- Directions -
Please report every line in the entries that contains the string "sense".
:::
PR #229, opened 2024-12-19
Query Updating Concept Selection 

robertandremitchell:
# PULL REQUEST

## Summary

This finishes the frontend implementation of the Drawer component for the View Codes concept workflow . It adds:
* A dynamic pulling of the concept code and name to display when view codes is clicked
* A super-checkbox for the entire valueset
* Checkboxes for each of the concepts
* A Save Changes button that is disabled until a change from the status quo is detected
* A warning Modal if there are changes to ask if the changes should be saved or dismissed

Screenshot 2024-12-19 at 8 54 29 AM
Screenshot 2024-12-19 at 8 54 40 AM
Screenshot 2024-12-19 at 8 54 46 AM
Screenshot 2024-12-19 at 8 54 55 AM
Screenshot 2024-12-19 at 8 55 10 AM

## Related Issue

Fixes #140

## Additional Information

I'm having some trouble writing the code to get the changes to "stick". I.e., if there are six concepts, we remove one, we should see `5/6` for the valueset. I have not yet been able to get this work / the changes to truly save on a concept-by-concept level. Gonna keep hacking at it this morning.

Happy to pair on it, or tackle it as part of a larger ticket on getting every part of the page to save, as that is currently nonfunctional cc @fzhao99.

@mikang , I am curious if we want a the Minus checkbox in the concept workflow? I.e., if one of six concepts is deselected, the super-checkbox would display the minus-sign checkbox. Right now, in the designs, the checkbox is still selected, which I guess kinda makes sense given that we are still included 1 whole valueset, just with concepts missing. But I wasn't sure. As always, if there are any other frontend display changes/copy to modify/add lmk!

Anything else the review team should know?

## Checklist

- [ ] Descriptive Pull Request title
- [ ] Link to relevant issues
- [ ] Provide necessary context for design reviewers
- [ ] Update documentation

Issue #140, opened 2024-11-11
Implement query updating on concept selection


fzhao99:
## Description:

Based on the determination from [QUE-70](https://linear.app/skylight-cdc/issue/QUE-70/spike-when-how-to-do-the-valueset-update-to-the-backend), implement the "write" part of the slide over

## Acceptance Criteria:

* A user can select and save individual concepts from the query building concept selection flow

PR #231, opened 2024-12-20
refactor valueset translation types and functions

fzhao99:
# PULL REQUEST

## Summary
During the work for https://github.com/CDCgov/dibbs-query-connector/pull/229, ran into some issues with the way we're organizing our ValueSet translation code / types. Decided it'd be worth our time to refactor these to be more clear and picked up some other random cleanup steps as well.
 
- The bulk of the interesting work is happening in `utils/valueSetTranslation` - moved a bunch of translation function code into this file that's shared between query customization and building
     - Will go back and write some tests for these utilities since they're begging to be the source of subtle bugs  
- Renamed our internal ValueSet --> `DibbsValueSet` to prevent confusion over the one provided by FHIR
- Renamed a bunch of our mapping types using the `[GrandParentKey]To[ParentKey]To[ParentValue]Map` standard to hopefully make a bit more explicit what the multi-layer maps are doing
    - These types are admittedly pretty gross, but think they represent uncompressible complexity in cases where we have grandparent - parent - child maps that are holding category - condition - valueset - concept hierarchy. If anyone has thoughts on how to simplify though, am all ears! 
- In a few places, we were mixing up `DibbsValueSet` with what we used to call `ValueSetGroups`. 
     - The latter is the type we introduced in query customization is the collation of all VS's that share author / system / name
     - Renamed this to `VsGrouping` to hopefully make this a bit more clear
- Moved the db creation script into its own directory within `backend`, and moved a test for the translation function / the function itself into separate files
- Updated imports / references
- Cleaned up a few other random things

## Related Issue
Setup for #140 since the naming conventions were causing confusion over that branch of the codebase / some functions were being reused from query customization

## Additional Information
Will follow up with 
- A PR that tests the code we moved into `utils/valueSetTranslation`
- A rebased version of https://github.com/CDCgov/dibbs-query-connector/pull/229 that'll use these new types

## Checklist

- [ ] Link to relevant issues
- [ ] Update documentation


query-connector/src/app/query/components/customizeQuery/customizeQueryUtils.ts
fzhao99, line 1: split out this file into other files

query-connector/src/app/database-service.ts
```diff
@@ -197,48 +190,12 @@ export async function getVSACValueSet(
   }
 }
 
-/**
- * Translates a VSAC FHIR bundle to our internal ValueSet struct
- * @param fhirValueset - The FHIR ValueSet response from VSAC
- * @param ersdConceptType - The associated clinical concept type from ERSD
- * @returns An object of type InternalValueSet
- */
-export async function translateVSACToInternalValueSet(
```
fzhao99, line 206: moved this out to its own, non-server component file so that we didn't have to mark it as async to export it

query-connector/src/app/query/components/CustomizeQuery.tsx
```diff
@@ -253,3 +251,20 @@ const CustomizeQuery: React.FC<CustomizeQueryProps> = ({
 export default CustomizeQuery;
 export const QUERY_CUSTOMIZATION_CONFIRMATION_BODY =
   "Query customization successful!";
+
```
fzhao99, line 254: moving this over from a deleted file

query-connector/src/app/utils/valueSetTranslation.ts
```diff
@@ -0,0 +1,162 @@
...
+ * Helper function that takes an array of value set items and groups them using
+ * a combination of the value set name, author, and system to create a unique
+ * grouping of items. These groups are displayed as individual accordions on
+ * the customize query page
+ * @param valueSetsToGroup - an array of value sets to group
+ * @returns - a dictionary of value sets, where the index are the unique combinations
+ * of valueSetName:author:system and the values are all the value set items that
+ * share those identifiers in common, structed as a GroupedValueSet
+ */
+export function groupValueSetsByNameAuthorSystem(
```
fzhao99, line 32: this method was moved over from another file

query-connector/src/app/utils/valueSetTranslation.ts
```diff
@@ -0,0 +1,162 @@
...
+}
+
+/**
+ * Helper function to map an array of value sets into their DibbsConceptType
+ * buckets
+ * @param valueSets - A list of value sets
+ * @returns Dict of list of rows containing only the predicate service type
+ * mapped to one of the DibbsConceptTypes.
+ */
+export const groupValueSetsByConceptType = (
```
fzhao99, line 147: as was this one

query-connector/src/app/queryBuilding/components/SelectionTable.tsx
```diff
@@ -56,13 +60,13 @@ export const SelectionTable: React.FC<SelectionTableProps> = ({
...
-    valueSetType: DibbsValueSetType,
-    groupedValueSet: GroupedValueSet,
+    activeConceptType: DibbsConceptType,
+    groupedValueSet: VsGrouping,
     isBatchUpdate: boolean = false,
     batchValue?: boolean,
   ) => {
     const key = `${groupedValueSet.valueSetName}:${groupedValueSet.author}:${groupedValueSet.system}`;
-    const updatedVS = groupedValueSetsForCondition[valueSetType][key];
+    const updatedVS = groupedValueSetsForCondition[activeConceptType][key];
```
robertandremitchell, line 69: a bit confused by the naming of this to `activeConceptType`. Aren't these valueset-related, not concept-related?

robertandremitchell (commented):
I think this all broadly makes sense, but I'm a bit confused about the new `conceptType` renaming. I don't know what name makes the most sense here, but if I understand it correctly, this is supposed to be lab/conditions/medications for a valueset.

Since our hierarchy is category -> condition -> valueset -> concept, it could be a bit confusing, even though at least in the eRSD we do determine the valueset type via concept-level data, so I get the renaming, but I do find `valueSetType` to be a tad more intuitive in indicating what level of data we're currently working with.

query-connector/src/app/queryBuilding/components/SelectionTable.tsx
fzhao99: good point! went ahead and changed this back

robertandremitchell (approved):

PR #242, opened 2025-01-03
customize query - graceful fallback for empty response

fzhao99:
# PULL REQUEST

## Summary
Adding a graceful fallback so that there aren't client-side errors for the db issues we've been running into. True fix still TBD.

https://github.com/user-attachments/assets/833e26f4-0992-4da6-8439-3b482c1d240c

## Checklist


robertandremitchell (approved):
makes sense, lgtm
:::
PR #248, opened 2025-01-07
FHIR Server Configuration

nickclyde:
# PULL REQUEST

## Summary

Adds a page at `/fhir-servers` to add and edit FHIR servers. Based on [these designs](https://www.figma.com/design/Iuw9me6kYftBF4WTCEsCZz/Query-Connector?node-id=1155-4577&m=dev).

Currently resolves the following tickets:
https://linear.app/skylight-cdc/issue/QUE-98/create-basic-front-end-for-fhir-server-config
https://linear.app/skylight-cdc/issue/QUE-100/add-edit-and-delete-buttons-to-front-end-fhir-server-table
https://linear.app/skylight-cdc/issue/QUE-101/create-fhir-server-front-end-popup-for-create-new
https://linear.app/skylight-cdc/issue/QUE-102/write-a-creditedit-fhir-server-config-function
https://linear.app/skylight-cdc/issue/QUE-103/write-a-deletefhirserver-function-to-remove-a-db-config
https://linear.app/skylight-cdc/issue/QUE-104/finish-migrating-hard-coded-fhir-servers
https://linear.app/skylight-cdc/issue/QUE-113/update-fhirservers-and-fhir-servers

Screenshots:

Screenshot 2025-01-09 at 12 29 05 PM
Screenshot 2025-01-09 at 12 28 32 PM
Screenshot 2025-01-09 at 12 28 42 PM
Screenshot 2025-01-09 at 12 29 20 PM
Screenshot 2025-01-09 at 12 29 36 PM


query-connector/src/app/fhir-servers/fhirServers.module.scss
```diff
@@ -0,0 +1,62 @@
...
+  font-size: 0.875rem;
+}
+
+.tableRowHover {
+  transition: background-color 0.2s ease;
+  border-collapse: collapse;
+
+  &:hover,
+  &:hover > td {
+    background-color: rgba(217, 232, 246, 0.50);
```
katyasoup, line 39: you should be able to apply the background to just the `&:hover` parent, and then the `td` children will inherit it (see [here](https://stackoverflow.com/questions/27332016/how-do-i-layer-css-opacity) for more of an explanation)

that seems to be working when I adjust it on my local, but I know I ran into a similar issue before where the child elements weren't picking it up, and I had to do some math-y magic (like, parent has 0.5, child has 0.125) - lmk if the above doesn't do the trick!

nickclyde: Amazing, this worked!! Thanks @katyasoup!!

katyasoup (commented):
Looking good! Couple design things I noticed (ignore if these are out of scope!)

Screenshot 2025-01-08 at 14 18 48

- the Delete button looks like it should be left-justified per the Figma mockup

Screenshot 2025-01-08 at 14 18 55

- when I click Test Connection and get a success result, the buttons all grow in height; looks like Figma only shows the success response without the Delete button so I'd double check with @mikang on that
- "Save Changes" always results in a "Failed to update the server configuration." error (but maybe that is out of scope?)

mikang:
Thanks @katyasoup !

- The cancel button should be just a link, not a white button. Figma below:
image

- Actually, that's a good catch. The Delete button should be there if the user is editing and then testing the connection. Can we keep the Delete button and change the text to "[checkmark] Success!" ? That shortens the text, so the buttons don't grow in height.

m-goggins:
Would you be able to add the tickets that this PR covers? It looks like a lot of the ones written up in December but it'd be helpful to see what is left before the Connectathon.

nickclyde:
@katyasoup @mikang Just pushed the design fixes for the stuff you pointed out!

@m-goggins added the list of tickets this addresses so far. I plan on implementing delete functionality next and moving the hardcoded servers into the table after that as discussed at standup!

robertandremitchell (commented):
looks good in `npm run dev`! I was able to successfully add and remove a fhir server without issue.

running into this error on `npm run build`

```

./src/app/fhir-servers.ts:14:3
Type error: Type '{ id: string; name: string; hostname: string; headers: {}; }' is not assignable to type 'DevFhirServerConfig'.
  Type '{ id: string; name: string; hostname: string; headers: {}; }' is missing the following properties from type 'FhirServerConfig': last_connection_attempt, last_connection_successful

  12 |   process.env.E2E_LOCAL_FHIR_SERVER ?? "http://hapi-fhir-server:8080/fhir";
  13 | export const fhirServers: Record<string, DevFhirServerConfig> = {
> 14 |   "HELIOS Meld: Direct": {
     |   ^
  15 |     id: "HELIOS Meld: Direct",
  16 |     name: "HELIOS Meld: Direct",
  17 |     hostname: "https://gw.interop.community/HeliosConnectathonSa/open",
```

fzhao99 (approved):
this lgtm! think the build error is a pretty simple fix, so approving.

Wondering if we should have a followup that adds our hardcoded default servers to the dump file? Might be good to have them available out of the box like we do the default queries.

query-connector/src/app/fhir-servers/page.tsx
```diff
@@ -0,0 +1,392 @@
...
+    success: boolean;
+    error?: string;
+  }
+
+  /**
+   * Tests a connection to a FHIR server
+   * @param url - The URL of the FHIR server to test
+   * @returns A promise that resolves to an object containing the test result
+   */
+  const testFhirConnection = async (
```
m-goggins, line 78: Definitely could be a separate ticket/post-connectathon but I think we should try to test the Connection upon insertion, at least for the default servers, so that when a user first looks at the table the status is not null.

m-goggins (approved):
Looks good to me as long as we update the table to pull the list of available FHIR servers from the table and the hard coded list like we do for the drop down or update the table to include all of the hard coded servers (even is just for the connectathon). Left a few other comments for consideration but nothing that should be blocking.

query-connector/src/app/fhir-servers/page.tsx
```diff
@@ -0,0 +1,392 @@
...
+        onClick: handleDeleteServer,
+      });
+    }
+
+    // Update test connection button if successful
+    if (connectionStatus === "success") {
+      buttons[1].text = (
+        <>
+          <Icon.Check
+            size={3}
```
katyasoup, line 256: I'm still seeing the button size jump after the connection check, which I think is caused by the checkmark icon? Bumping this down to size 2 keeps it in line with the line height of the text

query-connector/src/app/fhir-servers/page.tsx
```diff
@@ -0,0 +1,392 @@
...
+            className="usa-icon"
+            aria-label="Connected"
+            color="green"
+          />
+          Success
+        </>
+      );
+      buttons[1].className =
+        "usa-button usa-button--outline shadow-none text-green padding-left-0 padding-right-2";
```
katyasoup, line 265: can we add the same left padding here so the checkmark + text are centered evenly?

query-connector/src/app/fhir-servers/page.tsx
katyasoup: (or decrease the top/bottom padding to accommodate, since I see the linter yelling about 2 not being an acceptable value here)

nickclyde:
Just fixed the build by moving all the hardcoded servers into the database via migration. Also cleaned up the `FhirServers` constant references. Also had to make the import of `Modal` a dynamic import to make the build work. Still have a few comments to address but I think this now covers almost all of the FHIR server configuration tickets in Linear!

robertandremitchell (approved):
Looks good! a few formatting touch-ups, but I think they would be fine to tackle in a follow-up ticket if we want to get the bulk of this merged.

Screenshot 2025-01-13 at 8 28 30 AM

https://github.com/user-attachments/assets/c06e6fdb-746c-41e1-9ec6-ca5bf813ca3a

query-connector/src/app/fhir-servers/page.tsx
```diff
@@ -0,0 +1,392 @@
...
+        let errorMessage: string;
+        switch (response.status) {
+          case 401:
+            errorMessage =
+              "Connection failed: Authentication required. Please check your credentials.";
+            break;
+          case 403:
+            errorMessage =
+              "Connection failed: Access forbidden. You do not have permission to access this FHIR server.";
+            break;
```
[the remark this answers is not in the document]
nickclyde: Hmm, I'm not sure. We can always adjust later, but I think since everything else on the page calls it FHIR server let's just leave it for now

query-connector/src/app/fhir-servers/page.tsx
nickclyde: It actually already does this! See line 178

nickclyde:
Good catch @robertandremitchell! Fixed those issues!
:::
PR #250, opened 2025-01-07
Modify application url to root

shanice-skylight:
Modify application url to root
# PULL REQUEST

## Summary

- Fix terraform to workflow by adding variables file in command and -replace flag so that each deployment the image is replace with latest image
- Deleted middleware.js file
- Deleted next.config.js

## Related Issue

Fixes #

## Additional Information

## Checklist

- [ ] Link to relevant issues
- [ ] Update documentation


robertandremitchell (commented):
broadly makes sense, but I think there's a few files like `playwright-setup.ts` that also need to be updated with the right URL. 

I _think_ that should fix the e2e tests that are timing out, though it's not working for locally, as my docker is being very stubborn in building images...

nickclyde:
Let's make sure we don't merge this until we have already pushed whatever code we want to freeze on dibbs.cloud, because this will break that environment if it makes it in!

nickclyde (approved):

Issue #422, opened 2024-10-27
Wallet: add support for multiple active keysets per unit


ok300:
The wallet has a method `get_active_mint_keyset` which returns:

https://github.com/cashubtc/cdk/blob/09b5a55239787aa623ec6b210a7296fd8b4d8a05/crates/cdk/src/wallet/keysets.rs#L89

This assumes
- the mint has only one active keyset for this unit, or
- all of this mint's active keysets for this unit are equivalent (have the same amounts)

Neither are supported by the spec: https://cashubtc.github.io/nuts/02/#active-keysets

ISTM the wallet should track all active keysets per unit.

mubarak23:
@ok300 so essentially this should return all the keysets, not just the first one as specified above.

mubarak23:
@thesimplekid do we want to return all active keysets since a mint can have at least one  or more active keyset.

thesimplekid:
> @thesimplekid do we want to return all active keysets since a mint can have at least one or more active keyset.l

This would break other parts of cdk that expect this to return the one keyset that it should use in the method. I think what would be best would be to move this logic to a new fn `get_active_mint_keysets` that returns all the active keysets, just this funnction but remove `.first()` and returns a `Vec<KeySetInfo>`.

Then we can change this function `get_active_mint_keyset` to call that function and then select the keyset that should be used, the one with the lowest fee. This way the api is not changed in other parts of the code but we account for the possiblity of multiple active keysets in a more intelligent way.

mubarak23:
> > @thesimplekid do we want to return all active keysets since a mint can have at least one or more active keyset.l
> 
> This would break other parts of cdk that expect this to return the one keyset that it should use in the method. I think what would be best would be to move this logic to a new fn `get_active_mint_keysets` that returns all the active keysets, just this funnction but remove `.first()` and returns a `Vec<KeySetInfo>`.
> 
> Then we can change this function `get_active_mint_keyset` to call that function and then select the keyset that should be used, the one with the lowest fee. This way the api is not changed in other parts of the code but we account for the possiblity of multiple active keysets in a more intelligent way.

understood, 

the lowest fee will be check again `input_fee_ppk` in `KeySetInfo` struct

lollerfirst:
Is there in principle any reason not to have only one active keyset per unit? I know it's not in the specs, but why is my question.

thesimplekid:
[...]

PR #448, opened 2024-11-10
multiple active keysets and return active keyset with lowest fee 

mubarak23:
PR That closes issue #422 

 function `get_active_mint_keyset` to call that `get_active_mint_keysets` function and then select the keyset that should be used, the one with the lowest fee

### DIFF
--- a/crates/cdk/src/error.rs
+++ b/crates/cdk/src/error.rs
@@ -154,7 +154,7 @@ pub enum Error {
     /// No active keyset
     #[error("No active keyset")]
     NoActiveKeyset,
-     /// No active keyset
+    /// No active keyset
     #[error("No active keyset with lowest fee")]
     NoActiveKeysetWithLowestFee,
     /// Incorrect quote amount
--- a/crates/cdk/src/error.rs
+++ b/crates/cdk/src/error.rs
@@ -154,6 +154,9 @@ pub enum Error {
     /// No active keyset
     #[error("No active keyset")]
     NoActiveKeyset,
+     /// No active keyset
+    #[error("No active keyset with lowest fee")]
:::
- Response to the task -
@mikang , I am curious if we want a the Minus checkbox in the concept workflow? I.e., if one of six concepts is deselected, the super-checkbox would display the minus-sign checkbox. Right now, in the designs, the checkbox is still selected, which I guess kinda makes sense given that we are still included 1 whole valueset, just with concepts missing. But I wasn't sure. As always, if there are any other frontend display changes/copy to modify/add lmk!
I think this all broadly makes sense, but I'm a bit confused about the new `conceptType` renaming. I don't know what name makes the most sense here, but if I understand it correctly, this is supposed to be lab/conditions/medications for a valueset.
makes sense, lgtm
broadly makes sense, but I think there's a few files like `playwright-setup.ts` that also need to be updated with the right URL. 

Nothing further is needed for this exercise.